**WHAT YOU ARE ASKED TO DO:**
Nothing but a full, exact copy of the data is needed.

Saved entries:

PR #16567, opened 2024-08-30
Bug/56771 meeting timestamp in edit form not the same as in details

ulferts:
# Ticket

https://community.openproject.org/wp/56771

The PR ensures that times and time zones displayed in the meetings module are always in the time zone of the current user. The bug originally reported in the work package could not be reproduced but before, different code paths have been used for rendering the time zone and the calculation on times was in part achieved by setting the request's time to be in the current user's time.  

* Querying for `User.current.time_zone` will now always return a value. It will never be `nil`. Either the time zone selected by the user or the time zone set as the default (`Setting.user_default_timezone`) is returned. This already used to be the case for logged in users. For those, in case no default is set, UTC is now returned. Internally, it was already handled as such as both server and database are running on UTC. The internal users (e.g. `AnonymousUser`) follow the same pattern. 
* The i18n helpers for `format_time` and `format_date_as_time` have been simplified. There used to be code in there that was working with the localtime. Since a few rails versions back, the server is always running in UTC so there is no need for this code. The only times now necessary are UTC and the user's local time. The server's local time should have no effect. Those methods get their signature updated to use named parameters.
* `formatted_time_zone_offset` is added to `I18n` which will give the currently active time offset to the user's time zone compared to UTC. This is now employed throughout the meeting module.
* Because time/date calculations are now handled at the places that matter, the before action that changed the request's time zone is no longer necessary and is thus removed.
* The user settings time zone select field has it's blank value removed. This is in line with the user always having UTC as their fallback timezone. Along the same line of thinking it would make sense to remove the blank value from the `Setting.user_default_timezone` select and set the value to UTC as a default but this is not done in the scope of this PR.

# Merge checklist

- [x] Added/updated tests

### DIFF
--- a/app/models/anonymous_user.rb
+++ b/app/models/anonymous_user.rb
@@ -49,7 +49,7 @@ class AnonymousUser < User
 
   def mail; nil end
 
-  def time_zone; nil end
+  def time_zone; ActiveSupport::TimeZone["Etc/UTC"] end
 
   def rss_key; nil end
 
--- a/app/models/anonymous_user.rb
+++ b/app/models/anonymous_user.rb
@@ -49,7 +49,7 @@ class AnonymousUser < User
 
   def mail; nil end
 
-  def time_zone; ActiveSupport::TimeZone["Etc/UTC"] end
+  def time_zone; ActiveSupport::TimeZone[Setting.user_default_timezone.presence || "Etc/UTC"] end
 
   def rss_key; nil end
 
--- a/app/models/anonymous_user.rb
+++ b/app/models/anonymous_user.rb
@@ -27,31 +27,25 @@
 #++
 
 class AnonymousUser < User
-  validate :validate_unique_anonymous_user, on: :create
-
-  # There should be only one AnonymousUser in the database
-  def validate_unique_anonymous_user
-    errors.add :base, "An anonymous user already exists." if AnonymousUser.any?
-  end
-
-  def available_custom_fields
-    []
-  end
-
-  # Overrides a few properties
-  def logged?; false end
-
-  def builtin?; true end
-
-  def admin; false end
+  include Users::FunctionUser
 
   def name(*_args); I18n.t(:label_user_anonymous) end
 
-  def mail; nil end
+  def self.first
+    anonymous_user = super
 
-  def time_zone; ActiveSupport::TimeZone[Setting.user_default_timezone.presence || "Etc/UTC"] end
+    if anonymous_user.nil?
+      (anonymous_user = new.tap do |u|
+        u.lastname = "Anonymous"
+        u.login = ""
+        u.firstname = ""
+        u.mail = ""
+        u.status = User.statuses[:active]
+      end).save
 
-  def rss_key; nil end
+      raise "Unable to create the anonymous user." if anonymous_user.new_record?
+    end
 
-  def destroy; false end
+    anonymous_user
+  end
 end
--- a/app/models/user.rb
+++ b/app/models/user.rb
@@ -409,6 +409,12 @@ class User < Principal
     @time_zone ||= (pref.time_zone.blank? ? nil : ActiveSupport::TimeZone[pref.time_zone])
   end
 
+  def reload(*)
+    @time_zone = nil
+
+    super
+  end
+
   def wants_comments_in_reverse_order?
     pref.comments_in_reverse_order?
   end
--- a/app/models/user.rb
+++ b/app/models/user.rb
@@ -398,7 +398,7 @@ class User < Principal
   end
 
   def log_successful_login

**RESPONSE BOX:**
PR #16567, opened 2024-08-30
Bug/56771 meeting timestamp in edit form not the same as in details

ulferts:
# Ticket

https://community.openproject.org/wp/56771

The PR ensures that times and time zones displayed in the meetings module are always in the time zone of the current user. The bug originally reported in the work package could not be reproduced but before, different code paths have been used for rendering the time zone and the calculation on times was in part achieved by setting the request's time to be in the current user's time.  

* Querying for `User.current.time_zone` will now always return a value. It will never be `nil`. Either the time zone selected by the user or the time zone set as the default (`Setting.user_default_timezone`) is returned. This already used to be the case for logged in users. For those, in case no default is set, UTC is now returned. Internally, it was already handled as such as both server and database are running on UTC. The internal users (e.g. `AnonymousUser`) follow the same pattern. 
* The i18n helpers for `format_time` and `format_date_as_time` have been simplified. There used to be code in there that was working with the localtime. Since a few rails versions back, the server is always running in UTC so there is no need for this code. The only times now necessary are UTC and the user's local time. The server's local time should have no effect. Those methods get their signature updated to use named parameters.
* `formatted_time_zone_offset` is added to `I18n` which will give the currently active time offset to the user's time zone compared to UTC. This is now employed throughout the meeting module.
* Because time/date calculations are now handled at the places that matter, the before action that changed the request's time zone is no longer necessary and is thus removed.
* The user settings time zone select field has it's blank value removed. This is in line with the user always having UTC as their fallback timezone. Along the same line of thinking it would make sense to remove the blank value from the `Setting.user_default_timezone` select and set the value to UTC as a default but this is not done in the scope of this PR.

# Merge checklist

- [x] Added/updated tests

### DIFF
--- a/app/models/anonymous_user.rb
+++ b/app/models/anonymous_user.rb
@@ -49,7 +49,7 @@ class AnonymousUser < User
 
   def mail; nil end
 
-  def time_zone; nil end
+  def time_zone; ActiveSupport::TimeZone["Etc/UTC"] end
 
   def rss_key; nil end
 
--- a/app/models/anonymous_user.rb
+++ b/app/models/anonymous_user.rb
@@ -49,7 +49,7 @@ class AnonymousUser < User
 
   def mail; nil end
 
-  def time_zone; ActiveSupport::TimeZone["Etc/UTC"] end
+  def time_zone; ActiveSupport::TimeZone[Setting.user_default_timezone.presence || "Etc/UTC"] end
 
   def rss_key; nil end
 
--- a/app/models/anonymous_user.rb
+++ b/app/models/anonymous_user.rb
@@ -27,31 +27,25 @@
 #++
 
 class AnonymousUser < User
-  validate :validate_unique_anonymous_user, on: :create
-
-  # There should be only one AnonymousUser in the database
-  def validate_unique_anonymous_user
-    errors.add :base, "An anonymous user already exists." if AnonymousUser.any?
-  end
-
-  def available_custom_fields
-    []
-  end
-
-  # Overrides a few properties
-  def logged?; false end
-
-  def builtin?; true end
-
-  def admin; false end
+  include Users::FunctionUser
 
   def name(*_args); I18n.t(:label_user_anonymous) end
 
-  def mail; nil end
+  def self.first
+    anonymous_user = super
 
-  def time_zone; ActiveSupport::TimeZone[Setting.user_default_timezone.presence || "Etc/UTC"] end
+    if anonymous_user.nil?
+      (anonymous_user = new.tap do |u|
+        u.lastname = "Anonymous"
+        u.login = ""
+        u.firstname = ""
+        u.mail = ""
+        u.status = User.statuses[:active]
+      end).save
 
-  def rss_key; nil end
+      raise "Unable to create the anonymous user." if anonymous_user.new_record?
+    end
 
-  def destroy; false end
+    anonymous_user
+  end
 end
--- a/app/models/user.rb
+++ b/app/models/user.rb
@@ -409,6 +409,12 @@ class User < Principal
     @time_zone ||= (pref.time_zone.blank? ? nil : ActiveSupport::TimeZone[pref.time_zone])
   end
 
+  def reload(*)
+    @time_zone = nil
+
+    super
+  end
+
   def wants_comments_in_reverse_order?
     pref.comments_in_reverse_order?
   end
--- a/app/models/user.rb
+++ b/app/models/user.rb
@@ -398,7 +398,7 @@ class User < Principal
   end
 
   def log_successful_login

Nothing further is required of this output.